A model built to answer the second question is doing something different. It is not trying to be right more often than anyone else. It is trying to be paid more than the true odds when it is right. The term for that is value: a bet has value when the true probability of the outcome is higher than the probability implied by the price. A model that finds value does not need to win most of the time. It needs to be paid properly for the times it does win.
The Axia Model answers the second question. It is a pricing engine first and a recommendation engine second, and almost everything distinctive about it follows from that.
How the model prices a match
Before the model looks at a single bookmaker price, it builds its own.
It takes the inputs that genuinely move match outcomes. Underlying performance data, the kind that measures how well a team actually played rather than what the scoreline happened to say. Recent form, weighted properly by recency and by the quality of the opposition rather than by reputation. Squad availability and the specific context of the fixture. From those inputs it produces its own probability for each market on the match: how likely the match is to stay under 2.5 goals, how likely the draw is, how likely each side is to win.
That internal probability is the model's honest opinion, formed without reference to the odds. Forming it independently is the whole point, and it is worth being clear about why. If the model looked at the bookmaker's price first, it would anchor to it. Anchoring is a well-documented effect: once you have seen a number, your own estimate drifts toward it. A model that anchors to the market cannot tell you the market is wrong, because it has quietly agreed with the market before it finished thinking. Independence is what preserves the model's ability to disagree, and the ability to disagree, accurately, is the only thing that can produce an edge.
The edge is the gap, not the pick
Only once the model has its own price does it look at the market.
Now it has two numbers for the same outcome: its own probability, and the probability implied by the bookmaker's odds. Converting odds into an implied probability is straightforward: decimal odds of 2.00 imply a 50 percent chance, odds of 4.00 imply 25 percent, and so on, by taking one divided by the price. The model does this for every outcome it has priced.
Most of the time, the two numbers are close.
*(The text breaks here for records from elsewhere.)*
PR #10555, opened 2023-09-29
ZetaGlobalSsp Analytics Adapter : make event object with only needed fields

asurovenko-zeta:
## Type of change
- [x] Bugfix

Due to the complex object (**args.doc**) with cyclic dependence of fields, we had a bug associated with the impossibility of turning this object into a json. Therefore, we are forced to make logic that will leave only the fields we need in the object.

Please note that **JSON.stringify(args)** may produce an exception because of that.


robertrmartinez (changes requested):
please add a unit test or two

asurovenko-zeta:
@robertrmartinez done

robertrmartinez (approved):

PR #10558, opened 2023-10-02
Core & currency module: fix bug where bid responses are collected after auction ends

dgirardi:
## Type of change

- [x] Bugfix

## Description of change

Fix a race condition where, if the currency rates file takes about as much to load as the auction does to time out, bid responses will sometimes be added to the auction after it has already ended.


Fawke (approved):
LGTM

ChrisHuie (approved):

ChrisHuie (approved):

PR #666, opened 2021-12-15
Renamed KAS-KDF to KDA

abkarcher:
Largely this work was done by bulk replacing all occurrences of KAS_KDF, KAS-KDF, kas-kdf, etc etc. but I have sanity looked through everything, it has all been tested to work just using the current registration string.


bfussell (approved):
Yikes ! That was a lot of find/replace. Thanks.

PR #674, opened 2022-03-11
Add support for not using a hash algorithm for Z in KAS SSC algorithms

abkarcher:
Also some misc. other changes/fixes (e.g. no longer including un-needed values for VAL test submissions, spacing)


bfussell (approved):
Good stuff ! A lot more involved than I had imagined to NOT do a hash :)

PR #687, opened 2022-03-31
TDES support, misc. mac updates, configure update

abkarcher:
Tdes now uses new IV access API. Copies to a buffer instead of providing direct pointer access to CTX.

Updated HMAC/CMAC to stop strict cflags complaining about loss of const.

Updated configure so SSL version check now comes at beginning of library detection phase instead of end. This way we dont try to detect static libraries for SSL 3.0 when enable-offline is used.

Added error check to totp callback, so libacvp doesn't just hang if app returns non-success exit code to library.

### DIFF
--- a/app/app_hmac.c
+++ b/app/app_hmac.c
@@ -15,6 +15,7 @@
 #if defined ACVP_NO_RUNTIME && OPENSSL_VERSION_NUMBER < 0x30000000L
 #include "app_fips_lcl.h"
 #endif
+#include "safe_lib.h"
 
 int app_hmac_handler(ACVP_TEST_CASE *test_case) {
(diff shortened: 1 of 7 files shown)


app/app_hmac.c
```diff
@@ -99,7 +101,9 @@ int app_hmac_handler(ACVP_TEST_CASE *test_case) {
         goto end;
     }
 
-    params[0] = OSSL_PARAM_construct_utf8_string("digest", (char*)md_name, 0);
+    mdname = calloc(256, sizeof(char)); //avoid const removal warnings
```
ashman-p, line 104: Is it worth throwing in a null check here?

ashman-p (approved):

PR #699, opened 2022-05-18
Cleanup acvp_capabilities list code (1.5.0)

abkarcher:
As I was adding twostep code (waiting to get some info back), it was clear that code related to iterating through PARAM_LISTs and NAME_LISTs was getting pretty messy. This was being done on a case-by-case basis in acvp_capabilities.c. This adds iterator functions to acvp_utils, and cleans up all those calls in acvp_capabilities, saving us a few hundred lines of code.


bfussell (approved):
That was a good idea, it had gotten out of hand.  Thanks !

PR #717, opened 2022-08-16
DRBG support on 3.0

abkarcher:
Works with most of the registration of OpenSSL 3.0. Todo: library adjustments to be able to test counter DRBG with derivation function and without in the same test session. Putting that on the backburner for time being.


bfussell (approved):
Great !

malbert1 (approved):

PR #723, opened 2022-09-23
Updated support for AES algorithms on 3.X

abkarcher:
Support added for ciphertext stealing algorithms and keywrap with padding. 
Updated API calls for several AES algorithms on 3.0 (left AEAD ciphers alone for time being)
Updated GMAC to use new API. 

Removed default printing of expected results on failure of sample test sessions; we can use --get_expected_results feature now.

Note: Most of the code was copied from 1.1.1 processing code, but updated where needed; I will go back and update with more modern API calls at a later time.


app/app_aes.c
```diff
@@ -23,6 +27,642 @@ void app_aes_cleanup(void) {
...
+    case ACVP_SUB_AES_GMAC:
+    default:
+        printf("Error: Unsupported AES mode requested by ACVP server\n");
+        rv = 1;
+        goto err;
+    }
+
+    memzero_s(alg_name, 32);
+    strncat_s(alg_name, 32, type, strnlen_s(type, 16));
+    strncat_s(alg_name, 32, mode, strnlen_s(mode, 16));
```
malbert1, line 141: does mode overwrite type ?

abkarcher: strncat works by looking for a null terminator before the end of a given buffer and concatenating starting there; so the memzero prevents that.

app/app_aes.c
```diff
@@ -23,6 +27,642 @@ void app_aes_cleanup(void) {
...
+    /* Begin encrypt code section */
+    cipher_ctx = glb_cipher_ctx;
+    if ((tc->test_type != ACVP_SYM_TEST_TYPE_MCT)) {
+        EVP_CIPHER_CTX_init(cipher_ctx);
+    }
+
+    alg = acvp_get_aes_alg(tc->cipher);
+    if (alg == 0) {
+        printf("Invalid cipher value");
+        return 1;
```
malbert1, line 67: should this be 'goto err' to free glb_cipher_ctx ?

app/app_aes.c
```diff
@@ -23,6 +27,642 @@ void app_aes_cleanup(void) {
...
+    const char *type = NULL, *mode = NULL, *inv = NULL;
+
+    if (!test_case) {
+        return rv;
+    }
+
+    tc = test_case->tc.symmetric;
+
+    /* Begin encrypt code section */
+    cipher_ctx = EVP_CIPHER_CTX_new();
```
malbert1, line 284: check for null ?

app/app_aes.c
```diff
@@ -23,6 +27,642 @@ void app_aes_cleanup(void) {
...
+    EVP_CIPHER_CTX_init(cipher_ctx);
+
+    alg = acvp_get_aes_alg(tc->cipher);
+    if (alg == 0) {
+        printf("Invalid cipher value");
+        return 1;
```
malbert1, line 290: goto err ?

abkarcher: These were all some of the bits I just copied over. Fixed in new and old, thanks!

malbert1 (approved):

PR #727, opened 2022-10-05
KTS-IFC support for 3.X, enhanced library support

abkarcher:


src/acvp_kts_ifc.c
```diff
@@ -81,23 +72,29 @@ static ACVP_RESULT acvp_kts_ifc_init_tc(ACVP_CTX *ctx,
...
     stc->test_type = test_type;
     stc->md = hash_alg;
     stc->kts_role = role;
     stc->key_gen = key_gen;
 
+    stc->ct = calloc(1, ACVP_KTS_IFC_BYTE_MAX);
+    if (!stc->ct) { return ACVP_MALLOC_FAIL; }
+
+    stc->pt = calloc(1, ACVP_KTS_IFC_BYTE_MAX);
+    if (!stc->pt) { return ACVP_MALLOC_FAIL; }
```
malbert1, line 94: if you return here, do you need to free stc->ct ?

abkarcher: the test case gets passed back to the caller which eventually frees any non-null pointers in its own function (acvp_kts_ifc_release_tc)

malbert1 (approved):

bfussell (approved):

PR #731, opened 2022-10-11
ECDSA component test support, more registration updates

abkarcher:
More registration updates to match 3.0 cert, small fix for DRBG registration building, and support for ECDSA siggen/sigver component test.

Note that component test support requires an entire other vector set, instead of supporting both types of test in one vector set like usual.

### DIFF
--- a/app/app_ecdsa.c
+++ b/app/app_ecdsa.c
@@ -58,7 +58,7 @@ int app_ecdsa_handler(ACVP_TEST_CASE *test_case) {
     ACVP_SUB_ECDSA alg;
     ACVP_ECDSA_TC *tc = NULL;
     EVP_MD_CTX *sig_ctx = NULL;
-    EVP_PKEY_CTX *pkey_ctx = NULL;
+    EVP_PKEY_CTX *pkey_ctx = NULL, *comp_ctx = NULL;
     EVP_PKEY *pkey = NULL;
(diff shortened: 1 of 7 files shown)


app/app_ecdsa.c
```diff
@@ -296,18 +314,34 @@ int app_ecdsa_handler(ACVP_TEST_CASE *test_case) {
...
+
+            if (EVP_DigestVerifyInit_ex(sig_ctx, NULL, md, NULL, NULL, pkey, NULL) != 1) {
+                printf("Error initializing signing for ECDSA sigver\n");
+                goto err;
+            }
+            if (EVP_DigestVerify(sig_ctx, sig, sig_len, tc->message, tc->msg_len) == 1) {
+                tc->ver_disposition = 1;
+            }
+        } else {
+            comp_ctx = EVP_PKEY_CTX_new_from_pkey(NULL, pkey, NULL);
```
ashman-p, line 333: Did comp_ctx just leaked from the previous assignment?

abkarcher: the previous assignment is in a difference switch case for siggen instead of sigver and breaks; so we dont hit both branches in the same test case

bfussell (approved):

malbert1 (approved):

ashman-p (approved):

Bookmakers are good at their job, and an efficient price is one that closely reflects the true probability. When the model's number and the market's number agree, the model does nothing. There is no edge in agreeing with the market, and acting anyway just pays the bookmaker's margin for nothing.
A recommendation is generated only when the gap is large enough to matter: when the model's probability is far enough above the implied probability of the price that, repeated across many similar situations, acting on the gap should pay. The size of that gap, expressed as the advantage the model believes it has, is the edge, and the long-run profit it should produce is the expected value, or EV. The recommendation is the gap. The team that happens to be named in it is almost incidental.
This is why a fair description of the model is not that it predicts results. It finds prices the market has not fully sharpened, and ignores everything else.
A worked illustration
A simple, hypothetical example makes the mechanism concrete. The numbers here are illustrative, chosen to show the logic rather than drawn from a specific match.
Suppose the model prices a particular match and concludes the chance of it staying under 2.5 goals is 55 percent. That is the model's independent opinion, formed before it looks at any odds.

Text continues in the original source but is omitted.